The basic types MUST be encoded as shown in the Table 1. Signed integer types (byte, short, int, long) MUST be represented as two’s complement numbers. Floating point types (float, double) MUST use the IEEE-754 standard formats bib:ieee754wiki.

Type Encoding
boolean A single byte with value non-zero value for true, zero for false.
byte Signed 8-bit integer.
ubyte Unsigned 8-bit integer.
short Signed 16-bit integer.
ushort Unsigned 16-bit integer.
int Signed 32-bit integer.
uint Unsigned 32-bit integer.
long Signed 64-bit integer.
ulong Unsigned 64-bit integer.
float 32-bit float (IEEE-754 single-precision float).
double 64-bit float (IEEE-754 double-precision float).

Encoding for basic types.

Note on boolean encoding: a receiver MUST NOT assume that a boolean value of true is represented by any special non-zero number, nor that the same sender consistently uses the same number.

Arrays

Variable-size Arrays

Variable-size arrays MUST be encoded as a size representing the number of elements in the array, followed by the elements encoded as specified for their type (as specified in these sections).

Bounded-size Arrays

Bounded-size arrays MUST be encoded as a size representing the number of elements in the array, followed by the elements encoded as specified for their type (as specified in these sections). The size MUST be less then or equal to the array's declared bound.

Fixed-size Arrays

Fixed-size arrays MUST be encoded as elements encoded as specified for their type (as specified in these sections). The number of elements encoded MUST equal to the array's fixed size.

Strings

Strings are encoded as arrays of bytes. The actual content (the bytes in the array) MUST be a valid UTF-8 encoded string.

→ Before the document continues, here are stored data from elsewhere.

PR #7724, opened 2022-04-10
Add pre-unbreaking amount to PlayerItemDamageEvent

HexedHero:
Adds the amount of damage that the item was going to take before any Unbreaking enchantment has rolled its reduction.
It's currently not possible to tell how much damage an item was going to take before its Unbreaking enchantment, this also allows options to replace and/or simulate your own unbreaking system.

Tested with a sword breaking Grass Blocks:

[07:40:02 WARN]: Damage | OG Damage: 2 | 2
[07:40:08 WARN]: Damage | OG Damage: 2 | 2
[07:40:17 INFO]: [HexedHero: Applied enchantment Unbreaking III to HexedHero's item]
[07:40:19 WARN]: Damage | OG Damage: 2 | 2
[07:40:22 WARN]: Damage | OG Damage: 0 | 2
[07:40:28 WARN]: Damage | OG Damage: 1 | 2
[07:40:30 WARN]: Damage | OG Damage: 0 | 2


patches/api/0378-Add-pre-unbreaking-amount-to-PlayerItemDamageEvent.patch
```diff
@@ -0,0 +1,52 @@
...
+     }
+ 
+     /**
+@@ -42,6 +51,19 @@ public class PlayerItemDamageEvent extends PlayerEvent implements Cancellable {
+         return damage;
+     }
+ 
++    // Paper start - Add pre-reduction damage
++    /**
++     * Gets the amount of durability damage this item would of been taking
```
NoahvdAa:
```suggestion
+     * Gets the amount of durability damage this item would have taken
```

NoahvdAa (approved):

kennytv (approved):

patches/api/0378-Add-pre-unbreaking-amount-to-PlayerItemDamageEvent.patch
HexedHero: Thanks

Machine-Maker (commented):
I feel like "original" isn't the right descriptor here? Maybe "base"? or "unmodified". Original seems weird because it implies before external changes, and I kinda consider unbreaking, since its a vanilla thing, is part of original.

HexedHero:
I like unmodified damage, should I change it to that?
**Edit:** That being said, it seems Bukkit uses getOriginalDamage https://hub.spigotmc.org/javadocs/spigot/org/bukkit/event/entity/EntityDamageEvent.html#getOriginalDamage(org.bukkit.event.entity.EntityDamageEvent.DamageModifier) so I feel like the naming may be in-line with Bukkit?

HexedHero:
@Machine-Maker Let me know what I should change it to, I'm fine with whatever I just want this merged thanks

patches/api/0378-Add-pre-unbreaking-amount-to-PlayerItemDamageEvent.patch
```diff
@@ -0,0 +1,52 @@
...
+     private static final HandlerList handlers = new HandlerList();
+     private final ItemStack item;
+     private int damage;
++    private int originalDamage; // Paper - Add pre-reduction damage
+     private boolean cancelled = false;
+ 
++    @Deprecated // Paper - Add pre-reduction damage
+     public PlayerItemDamageEvent(@NotNull Player player, @NotNull ItemStack what, int damage) {
++        // Paper start - Add pre-reduction damage
++        this(player, what, damage, damage);
```
Machine-Maker, line 21: is it safe to do this `damage, damage` thing? This might be an event where just replacing the ctor is OK. idk if there are plugins that call this event manually. `damage, damage` is probably fine.

Machine-Maker (approved):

Particularly, this means that strings MUST be encoded as a size, followed by the string contents in a UTF-8 format as bytes. Size gives the number of bytes that follow it and not the number of UTF-8 characters. UTF-8 multi-byte characters MUST NOT be broken. An empty string MUST be encoded with a size of zero.

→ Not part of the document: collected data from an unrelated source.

PR #7727, opened 2022-04-10
Fix cancelling PlayerDropItemEvent for carried items

### LINKED ISSUE #7726: Possible item loss when cancelling PlayerDropItemEvent
### Expected behavior

Assuming a player stands inside a pile of dropped items, then starts moving an item in his inventory with his cursor and thereby filling the empty slot with any of the dropped items. If the player now clicks outside his inventory to drop the cursor item, the event should get cancelled and the item should remain attached to the cursor.

### Observed/Actual behavior

When clicking outside the inventory the item will simple get deleted if the players inventory is full.

### Steps/models to reproduce

1. Cancel all PlayerDropItemEvents.
2. Stand in a pile of dropped items with a full inventory.
3. Move an item in your inventory with your cursor.
4. Click outside the inventory in order to drop the item.
5. Watch the item being deleted.

### Plugin and Datapack List

Just a test plugin cancelling the event.

### Paper version

This server is running Paper version git-Paper-283 (MC: 1.18.2) (Implementing API version 1.18.2-R0.1-SNAPSHOT) (Git: f8e8d6c)
Previous version: git-Paper-277 (MC: 1.18.2)

### Other

_No response_

Machine-Maker:
Fixes https://github.com/PaperMC/Paper/issues/7726

Now if the PlayerDropItemEvent is cancelled and the drop is trigged by clicking outside a menu, the item remains on the cursor instead of going back into the inventory or being deleted if the inventory is full.

### DIFF
--- a/patches/api/0416-Fix-cancelling-PlayerDropItemEvent-for-carried-items.patch
+++ b/patches/api/0416-Fix-cancelling-PlayerDropItemEvent-for-carried-items.patch
@@ -1,0 +1,50 @@
+From 0000000000000000000000000000000000000000 Mon Sep 17 00:00:00 2001
+From: Jake Potrebic <jake.m.potrebic@gmail.com>
+Date: Sat, 15 Apr 2023 17:11:01 -0700
+Subject: [PATCH] Fix cancelling PlayerDropItemEvent for carried items
+
+
+diff --git a/src/main/java/org/bukkit/event/player/PlayerDropItemEvent.java b/src/main/java/org/bukkit/event/player/PlayerDropItemEvent.java
+index aca500f32e2ae69095a1abce9f14a164df442638..6eb9c12d225a9bea0d2c79dce62670f5e2438416 100644
+--- a/src/main/java/org/bukkit/event/player/PlayerDropItemEvent.java
++++ b/src/main/java/org/bukkit/event/player/PlayerDropItemEvent.java
+@@ -8,11 +8,15 @@ import org.jetbrains.annotations.NotNull;
+ 
+ /**
+  * Thrown when a player drops an item from their inventory
++ * <p>
++ * Look at the documentation of {@link #setOverflowConsumer(java.util.function.Consumer)} for important
++ * information regarding cancelling of this event.
+  */
+ public class PlayerDropItemEvent extends PlayerEvent implements Cancellable {
+     private static final HandlerList handlers = new HandlerList();
+     private final Item drop;
+     private boolean cancel = false;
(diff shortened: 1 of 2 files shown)


kennytv (dismissed):

Machine-Maker:
There needs to be a consensus on what happens if the player closes the inventory with the item in their cursor and the drop item event is cancelled (and the inventory is full). Thoughts on what should happen?

Owen1212055 (changes requested):
https://user-images.githubusercontent.com/23108066/180033453-ddefdbe1-82aa-4f0e-a654-dd6332b91d85.mp4
Items outside of guis still seem to disappear.
(cancelling the event)

It also seems that now dropping items outside of your inventory just causes them to disappear.

https://user-images.githubusercontent.com/23108066/180038817-bd0bb20c-95fa-4ca2-8a9c-b8139ecedc17.mp4

(Swapping hands toggles between cancelling the event)

Machine-Maker:
Yeah, I made some changes cause I spotted a bug in what I was doing before, but I didn't test those. I guess I broke it more.

Machine-Maker:
Ok, fixed that issue. Also I changed what the cursor is set to if the event is cancelled. It gets the itemstack from the item drop. So if an event handler changes the Item entity and then cancels the event it uses that itemstack in the item entity. Is that right? I don't know if we do that elsewhere, take an action based on the event if its cancelled.

Machine-Maker:
I like this idea. But what should the default behavior be? Just delete the item?

Machine-Maker:
Ok, added that overflow consumer. Tested it as well, setting the consumer to drop the itemstack in the world anyways. By default, it just sets the count of the stack to 0 to "delete" the itemstack.

patches/api/0416-Fix-cancelling-PlayerDropItemEvent-for-carried-items.patch
```diff
@@ -0,0 +1,50 @@
...
+ 
+     public PlayerDropItemEvent(@NotNull final Player player, @NotNull final Item drop) {
+         super(player);
+@@ -29,6 +33,23 @@ public class PlayerDropItemEvent extends PlayerEvent implements Cancellable {
+         return drop;
+     }
+ 
++    /**
++     * In certain cases, when this is event is cancelled via {@link #setCancelled(boolean)}, the
++     * server is unable to handle cancelling the event. An example of this might be canceling the
```
aerulion, line 33: In the first sentence cancelling is spelled with 2 L, in the second only with 1

bridgelol:
Any chance this can get merged at some point? Adding an overflow consumer seems like the best option imo.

Implementations that internally use a zero byte or a zero character to indicate end-of-string SHOULD NOT include a terminating zero byte in the pvAccess string encoding. 'null' strings are not supported.

Bounded Strings

Same as strings, just that size MUST be less than or equal to the string's bound.

Structures

Structures MUST be encoded by appending the data of all comprising fields in the order in which the fields have been defined. A structure can contain a structure and an union (see below) for its field.

Variable-size Structure Arrays

An array of structures is encoded as a size representing the number of elements in the array. For each array element, the encoding then consists of a boolean that indicates if the array element is present or null. A byte 0x00 indicates that the array element is null. A byte 0x01 indicates that the array is present, followed by the structure data, i.e. the encoding for each field of the structure.

Example array of structures, three elements, middle element null, where each structure contains two short numbers:

[ { 0x1111, 0x2222 }, null, { 0x3333, 0x4444 } ]

would be encoded as

03 01 11 11 22 22 00 01 33 33 44 44

Unions

Unions MUST be encoded as a selector value (encoded as a size), followed by the selected union member data. The selector chooses one member of a union as specified in the union introspection data, so must be a value in the range 0..N-1 where N is the number of union members. A union can contain a structure and a union for its field.

Variant Unions

Variant Unions are open ended union type, also known as any type. Variant Unions MUST be encoded as a introspection data (Field) description of the encoded value, followed by the encoded value itself.

Encoding Example

Given the following structure:

structure 
    byte[] value [1,2,3]
    byte<16> boundedSizeArray [4,5,6,7,8]
    byte[4] fixedSizeArray [9,10,11,12]
    structure timeStamp
        long secondsPastEpoch 0x1122334455667788
        int nanoSeconds 0xAABBCCDD
        int userTag 0xEEEEEEEE
    structure alarm
        int severity 0x11111111
        int status 0x22222222
        string message Allo, Allo!
    union valueUnion
        int  0x33333333
    any variantUnion
        string  String inside variant union.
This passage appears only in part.